DIRECTIONS FOR THIS TASK:
Reply with one number: the count of lines in the data that hold the string "ListDiskGroupsCommand".

== Segment start ==

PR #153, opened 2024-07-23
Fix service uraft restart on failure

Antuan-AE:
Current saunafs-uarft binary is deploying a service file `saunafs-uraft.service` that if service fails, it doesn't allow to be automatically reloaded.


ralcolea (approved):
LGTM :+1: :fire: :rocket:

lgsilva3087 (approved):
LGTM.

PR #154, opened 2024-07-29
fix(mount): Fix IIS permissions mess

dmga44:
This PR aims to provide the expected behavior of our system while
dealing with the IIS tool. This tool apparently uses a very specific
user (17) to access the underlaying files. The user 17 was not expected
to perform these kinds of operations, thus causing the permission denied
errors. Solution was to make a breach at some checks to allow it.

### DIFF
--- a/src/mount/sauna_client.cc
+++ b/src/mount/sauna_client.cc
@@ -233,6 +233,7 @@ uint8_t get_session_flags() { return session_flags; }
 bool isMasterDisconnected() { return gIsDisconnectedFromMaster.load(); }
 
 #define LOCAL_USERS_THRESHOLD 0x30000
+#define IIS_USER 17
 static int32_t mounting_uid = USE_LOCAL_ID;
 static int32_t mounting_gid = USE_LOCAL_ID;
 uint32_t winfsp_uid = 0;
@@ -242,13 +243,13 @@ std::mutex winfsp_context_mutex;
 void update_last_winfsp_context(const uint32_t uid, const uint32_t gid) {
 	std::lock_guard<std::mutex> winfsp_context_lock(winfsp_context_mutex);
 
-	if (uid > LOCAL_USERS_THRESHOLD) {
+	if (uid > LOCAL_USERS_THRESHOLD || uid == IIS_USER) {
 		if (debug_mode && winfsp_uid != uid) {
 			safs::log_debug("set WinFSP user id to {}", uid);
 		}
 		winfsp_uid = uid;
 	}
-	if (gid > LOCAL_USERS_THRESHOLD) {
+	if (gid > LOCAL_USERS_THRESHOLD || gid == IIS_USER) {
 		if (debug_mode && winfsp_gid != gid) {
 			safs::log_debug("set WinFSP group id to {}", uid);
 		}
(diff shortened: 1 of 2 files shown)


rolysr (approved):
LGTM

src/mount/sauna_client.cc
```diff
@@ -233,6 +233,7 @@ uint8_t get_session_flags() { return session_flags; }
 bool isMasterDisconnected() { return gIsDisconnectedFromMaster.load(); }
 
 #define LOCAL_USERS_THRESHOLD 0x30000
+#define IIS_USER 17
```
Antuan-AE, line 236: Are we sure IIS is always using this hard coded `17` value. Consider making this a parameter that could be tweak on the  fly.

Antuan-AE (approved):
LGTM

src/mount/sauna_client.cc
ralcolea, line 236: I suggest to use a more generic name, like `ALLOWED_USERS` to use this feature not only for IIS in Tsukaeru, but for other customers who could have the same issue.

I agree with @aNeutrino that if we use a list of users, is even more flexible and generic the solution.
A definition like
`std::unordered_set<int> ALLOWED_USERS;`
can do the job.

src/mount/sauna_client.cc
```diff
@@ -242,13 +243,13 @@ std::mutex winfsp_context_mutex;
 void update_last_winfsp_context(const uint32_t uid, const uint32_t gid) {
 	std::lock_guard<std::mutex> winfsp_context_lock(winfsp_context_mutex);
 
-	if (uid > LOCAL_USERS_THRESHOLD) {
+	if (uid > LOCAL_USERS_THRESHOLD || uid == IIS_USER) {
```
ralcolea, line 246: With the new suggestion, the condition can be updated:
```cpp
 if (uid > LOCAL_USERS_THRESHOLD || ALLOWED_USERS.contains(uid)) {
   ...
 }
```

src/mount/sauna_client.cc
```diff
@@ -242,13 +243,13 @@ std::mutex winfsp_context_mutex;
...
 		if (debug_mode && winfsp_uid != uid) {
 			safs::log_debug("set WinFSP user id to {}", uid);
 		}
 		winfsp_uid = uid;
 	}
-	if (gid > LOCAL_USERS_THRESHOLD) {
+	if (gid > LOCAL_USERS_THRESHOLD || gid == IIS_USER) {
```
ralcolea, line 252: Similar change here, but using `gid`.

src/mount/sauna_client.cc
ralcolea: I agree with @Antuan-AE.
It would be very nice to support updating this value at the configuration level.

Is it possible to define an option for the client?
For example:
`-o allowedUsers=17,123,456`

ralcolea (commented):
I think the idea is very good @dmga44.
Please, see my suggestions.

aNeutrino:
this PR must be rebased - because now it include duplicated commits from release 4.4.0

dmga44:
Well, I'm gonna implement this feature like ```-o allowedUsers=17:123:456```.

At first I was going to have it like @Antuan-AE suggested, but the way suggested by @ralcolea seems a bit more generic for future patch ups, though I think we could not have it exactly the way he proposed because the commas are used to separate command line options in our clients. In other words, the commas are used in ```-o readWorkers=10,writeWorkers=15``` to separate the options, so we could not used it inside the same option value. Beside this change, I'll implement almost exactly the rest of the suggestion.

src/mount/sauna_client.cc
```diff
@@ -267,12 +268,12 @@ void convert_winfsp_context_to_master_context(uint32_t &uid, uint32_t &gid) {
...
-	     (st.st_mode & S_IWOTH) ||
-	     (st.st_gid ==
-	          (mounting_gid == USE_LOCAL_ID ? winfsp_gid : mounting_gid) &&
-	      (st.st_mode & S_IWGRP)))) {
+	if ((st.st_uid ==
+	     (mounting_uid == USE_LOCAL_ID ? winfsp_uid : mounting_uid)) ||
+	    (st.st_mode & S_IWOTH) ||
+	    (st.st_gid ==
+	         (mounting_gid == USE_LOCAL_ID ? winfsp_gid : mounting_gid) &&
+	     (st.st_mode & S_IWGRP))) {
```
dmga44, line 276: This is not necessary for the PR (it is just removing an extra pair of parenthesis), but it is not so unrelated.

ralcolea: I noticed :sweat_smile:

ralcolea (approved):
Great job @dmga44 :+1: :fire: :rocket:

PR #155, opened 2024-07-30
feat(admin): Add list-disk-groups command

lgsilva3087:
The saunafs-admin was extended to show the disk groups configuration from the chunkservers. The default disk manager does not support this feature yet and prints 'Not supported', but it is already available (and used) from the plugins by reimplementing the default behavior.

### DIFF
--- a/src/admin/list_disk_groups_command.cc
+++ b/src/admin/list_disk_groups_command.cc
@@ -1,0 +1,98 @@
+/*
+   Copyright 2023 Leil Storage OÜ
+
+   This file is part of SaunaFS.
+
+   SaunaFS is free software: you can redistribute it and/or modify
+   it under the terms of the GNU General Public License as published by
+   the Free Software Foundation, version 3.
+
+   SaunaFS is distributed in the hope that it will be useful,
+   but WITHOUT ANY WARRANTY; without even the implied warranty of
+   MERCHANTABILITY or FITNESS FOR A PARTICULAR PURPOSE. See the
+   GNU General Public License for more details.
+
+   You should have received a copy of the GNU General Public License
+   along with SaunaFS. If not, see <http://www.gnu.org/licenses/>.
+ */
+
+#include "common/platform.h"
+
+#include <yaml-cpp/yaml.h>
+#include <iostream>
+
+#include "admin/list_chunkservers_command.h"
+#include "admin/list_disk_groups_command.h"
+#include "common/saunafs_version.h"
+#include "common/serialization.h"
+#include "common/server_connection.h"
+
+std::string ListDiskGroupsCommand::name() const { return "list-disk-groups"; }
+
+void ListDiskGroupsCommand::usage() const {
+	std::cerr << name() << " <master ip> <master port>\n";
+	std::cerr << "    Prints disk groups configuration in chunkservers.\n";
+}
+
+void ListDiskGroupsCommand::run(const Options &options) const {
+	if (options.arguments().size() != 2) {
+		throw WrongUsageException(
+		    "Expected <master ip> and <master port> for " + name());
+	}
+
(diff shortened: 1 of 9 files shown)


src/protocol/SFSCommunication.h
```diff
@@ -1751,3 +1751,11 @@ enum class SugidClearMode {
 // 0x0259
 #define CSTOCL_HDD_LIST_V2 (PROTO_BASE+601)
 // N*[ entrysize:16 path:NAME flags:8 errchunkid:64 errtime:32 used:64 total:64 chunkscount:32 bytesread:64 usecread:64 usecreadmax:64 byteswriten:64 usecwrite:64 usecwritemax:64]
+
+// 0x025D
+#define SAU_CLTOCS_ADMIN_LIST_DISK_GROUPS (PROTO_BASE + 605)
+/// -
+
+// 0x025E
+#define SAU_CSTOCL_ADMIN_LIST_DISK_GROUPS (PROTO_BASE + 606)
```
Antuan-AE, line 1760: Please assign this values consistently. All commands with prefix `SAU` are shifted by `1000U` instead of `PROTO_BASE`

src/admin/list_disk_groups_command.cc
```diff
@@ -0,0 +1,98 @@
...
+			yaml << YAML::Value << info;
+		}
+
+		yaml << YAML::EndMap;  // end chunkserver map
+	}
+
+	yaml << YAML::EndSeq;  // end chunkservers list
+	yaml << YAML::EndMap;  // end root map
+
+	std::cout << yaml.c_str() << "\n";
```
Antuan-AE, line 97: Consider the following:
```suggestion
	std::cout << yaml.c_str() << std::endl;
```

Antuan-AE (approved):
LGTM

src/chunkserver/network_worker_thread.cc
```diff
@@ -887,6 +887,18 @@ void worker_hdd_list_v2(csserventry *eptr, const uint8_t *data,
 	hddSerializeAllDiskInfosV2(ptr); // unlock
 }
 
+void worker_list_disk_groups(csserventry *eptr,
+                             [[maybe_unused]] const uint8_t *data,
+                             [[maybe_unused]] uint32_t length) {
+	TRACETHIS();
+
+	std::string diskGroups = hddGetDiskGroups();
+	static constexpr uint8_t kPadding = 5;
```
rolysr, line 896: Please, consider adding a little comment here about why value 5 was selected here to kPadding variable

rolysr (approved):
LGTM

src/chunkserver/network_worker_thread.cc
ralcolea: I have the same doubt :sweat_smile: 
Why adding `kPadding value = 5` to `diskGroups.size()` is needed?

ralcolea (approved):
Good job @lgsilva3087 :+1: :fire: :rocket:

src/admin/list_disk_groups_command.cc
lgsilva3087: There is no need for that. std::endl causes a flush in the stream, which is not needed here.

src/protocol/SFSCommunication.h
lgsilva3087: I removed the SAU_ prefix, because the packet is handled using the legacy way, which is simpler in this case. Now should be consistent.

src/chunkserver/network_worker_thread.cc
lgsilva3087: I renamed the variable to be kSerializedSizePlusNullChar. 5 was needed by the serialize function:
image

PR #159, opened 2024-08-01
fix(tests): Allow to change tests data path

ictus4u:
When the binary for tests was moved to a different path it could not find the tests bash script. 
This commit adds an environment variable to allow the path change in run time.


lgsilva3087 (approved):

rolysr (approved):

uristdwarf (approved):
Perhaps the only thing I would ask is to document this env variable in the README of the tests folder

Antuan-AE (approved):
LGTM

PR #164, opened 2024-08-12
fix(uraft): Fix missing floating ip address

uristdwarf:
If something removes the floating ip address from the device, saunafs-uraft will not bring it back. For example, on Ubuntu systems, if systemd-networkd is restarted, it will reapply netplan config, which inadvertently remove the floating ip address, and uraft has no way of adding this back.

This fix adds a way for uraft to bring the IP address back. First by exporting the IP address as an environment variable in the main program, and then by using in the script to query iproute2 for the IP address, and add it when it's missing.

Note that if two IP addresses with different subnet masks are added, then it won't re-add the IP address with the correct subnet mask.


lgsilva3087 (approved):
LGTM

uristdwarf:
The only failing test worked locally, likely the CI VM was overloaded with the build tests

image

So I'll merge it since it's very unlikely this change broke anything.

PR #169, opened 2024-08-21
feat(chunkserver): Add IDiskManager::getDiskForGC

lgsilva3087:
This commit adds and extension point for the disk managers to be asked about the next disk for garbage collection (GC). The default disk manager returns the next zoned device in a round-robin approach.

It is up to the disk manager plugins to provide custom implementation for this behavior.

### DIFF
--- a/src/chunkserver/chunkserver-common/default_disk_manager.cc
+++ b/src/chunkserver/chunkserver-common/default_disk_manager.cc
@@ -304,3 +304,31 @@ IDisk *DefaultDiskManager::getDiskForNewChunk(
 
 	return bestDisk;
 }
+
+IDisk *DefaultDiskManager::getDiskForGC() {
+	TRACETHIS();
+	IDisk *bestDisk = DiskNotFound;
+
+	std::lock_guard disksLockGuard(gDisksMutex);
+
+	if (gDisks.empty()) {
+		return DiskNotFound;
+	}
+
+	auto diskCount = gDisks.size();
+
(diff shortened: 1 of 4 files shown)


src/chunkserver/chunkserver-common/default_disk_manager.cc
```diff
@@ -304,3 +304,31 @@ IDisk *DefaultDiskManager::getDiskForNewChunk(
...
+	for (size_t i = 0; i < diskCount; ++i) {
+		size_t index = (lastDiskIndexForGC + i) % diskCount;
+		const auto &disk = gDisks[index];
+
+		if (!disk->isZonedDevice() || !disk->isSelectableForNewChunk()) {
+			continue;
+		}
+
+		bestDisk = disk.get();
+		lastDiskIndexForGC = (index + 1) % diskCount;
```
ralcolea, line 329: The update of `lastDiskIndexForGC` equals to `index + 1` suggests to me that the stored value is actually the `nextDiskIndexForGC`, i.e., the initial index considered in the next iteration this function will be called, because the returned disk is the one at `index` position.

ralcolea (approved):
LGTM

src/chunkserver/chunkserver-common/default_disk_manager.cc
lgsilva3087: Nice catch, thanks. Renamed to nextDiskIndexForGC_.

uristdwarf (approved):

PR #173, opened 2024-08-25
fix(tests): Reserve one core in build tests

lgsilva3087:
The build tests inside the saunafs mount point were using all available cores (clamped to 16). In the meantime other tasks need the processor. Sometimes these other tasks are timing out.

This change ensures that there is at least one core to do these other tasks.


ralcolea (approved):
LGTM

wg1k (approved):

== Segment end ==

EXERCISE RESPONSE:
3